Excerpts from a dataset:
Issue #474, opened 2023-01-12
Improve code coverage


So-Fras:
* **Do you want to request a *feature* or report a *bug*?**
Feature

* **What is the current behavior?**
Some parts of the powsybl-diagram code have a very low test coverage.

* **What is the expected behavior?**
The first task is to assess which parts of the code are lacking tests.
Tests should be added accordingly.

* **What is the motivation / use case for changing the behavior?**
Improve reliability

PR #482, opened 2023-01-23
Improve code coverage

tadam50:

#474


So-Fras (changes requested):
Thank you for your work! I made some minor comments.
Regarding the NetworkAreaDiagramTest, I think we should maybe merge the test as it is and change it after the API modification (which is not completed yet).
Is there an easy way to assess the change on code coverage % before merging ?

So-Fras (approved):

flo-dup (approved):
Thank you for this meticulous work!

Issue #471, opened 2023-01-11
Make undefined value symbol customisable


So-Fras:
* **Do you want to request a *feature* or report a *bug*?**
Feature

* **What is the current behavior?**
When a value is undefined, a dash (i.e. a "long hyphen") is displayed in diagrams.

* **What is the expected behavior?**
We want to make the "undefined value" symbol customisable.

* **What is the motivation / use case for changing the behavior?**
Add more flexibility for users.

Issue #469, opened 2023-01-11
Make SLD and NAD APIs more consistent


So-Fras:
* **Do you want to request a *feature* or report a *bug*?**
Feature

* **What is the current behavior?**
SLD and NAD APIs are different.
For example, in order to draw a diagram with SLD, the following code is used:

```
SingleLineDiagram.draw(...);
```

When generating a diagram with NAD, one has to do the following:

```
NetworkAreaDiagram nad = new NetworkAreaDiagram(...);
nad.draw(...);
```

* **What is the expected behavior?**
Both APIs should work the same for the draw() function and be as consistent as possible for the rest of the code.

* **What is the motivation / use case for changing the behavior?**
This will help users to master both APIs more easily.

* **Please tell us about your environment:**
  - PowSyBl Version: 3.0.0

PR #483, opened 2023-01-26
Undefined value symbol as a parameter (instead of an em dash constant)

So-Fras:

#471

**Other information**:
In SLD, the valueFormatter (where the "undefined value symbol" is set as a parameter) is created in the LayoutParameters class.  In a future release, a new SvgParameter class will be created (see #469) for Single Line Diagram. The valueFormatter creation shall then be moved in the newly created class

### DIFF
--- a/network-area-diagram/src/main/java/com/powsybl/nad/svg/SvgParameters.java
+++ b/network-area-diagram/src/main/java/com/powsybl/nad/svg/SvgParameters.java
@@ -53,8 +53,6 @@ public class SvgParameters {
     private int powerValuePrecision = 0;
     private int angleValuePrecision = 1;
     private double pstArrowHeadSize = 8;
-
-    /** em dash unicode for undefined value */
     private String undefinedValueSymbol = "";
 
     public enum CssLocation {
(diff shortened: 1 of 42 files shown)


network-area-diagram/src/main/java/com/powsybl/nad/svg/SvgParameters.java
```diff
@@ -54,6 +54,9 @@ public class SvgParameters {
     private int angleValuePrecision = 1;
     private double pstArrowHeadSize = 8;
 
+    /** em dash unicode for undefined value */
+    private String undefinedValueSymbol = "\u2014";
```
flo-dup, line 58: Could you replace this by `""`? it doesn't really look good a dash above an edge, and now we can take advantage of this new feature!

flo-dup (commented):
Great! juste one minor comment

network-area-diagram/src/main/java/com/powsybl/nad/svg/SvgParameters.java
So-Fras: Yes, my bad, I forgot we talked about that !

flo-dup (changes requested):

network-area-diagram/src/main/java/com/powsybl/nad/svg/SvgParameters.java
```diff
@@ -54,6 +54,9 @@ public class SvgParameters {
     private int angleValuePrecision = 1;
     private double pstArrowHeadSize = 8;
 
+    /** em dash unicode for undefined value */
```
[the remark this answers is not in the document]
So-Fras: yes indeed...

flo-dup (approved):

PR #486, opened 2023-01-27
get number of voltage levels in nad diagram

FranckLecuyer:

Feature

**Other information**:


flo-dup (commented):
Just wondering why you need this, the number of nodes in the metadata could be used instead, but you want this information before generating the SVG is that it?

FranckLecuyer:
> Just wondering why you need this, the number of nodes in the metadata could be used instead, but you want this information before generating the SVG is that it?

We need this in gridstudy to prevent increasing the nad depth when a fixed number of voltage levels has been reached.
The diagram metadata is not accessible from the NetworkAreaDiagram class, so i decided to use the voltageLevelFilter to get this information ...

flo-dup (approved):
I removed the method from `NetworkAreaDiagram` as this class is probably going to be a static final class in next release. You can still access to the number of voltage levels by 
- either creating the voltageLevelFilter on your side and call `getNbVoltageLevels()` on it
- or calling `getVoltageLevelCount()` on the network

Exercise aim: Go through the entries and report every line with the string "coverage".

Task answer:
Improve code coverage
Some parts of the powsybl-diagram code have a very low test coverage.
Improve code coverage
Is there an easy way to assess the change on code coverage % before merging ?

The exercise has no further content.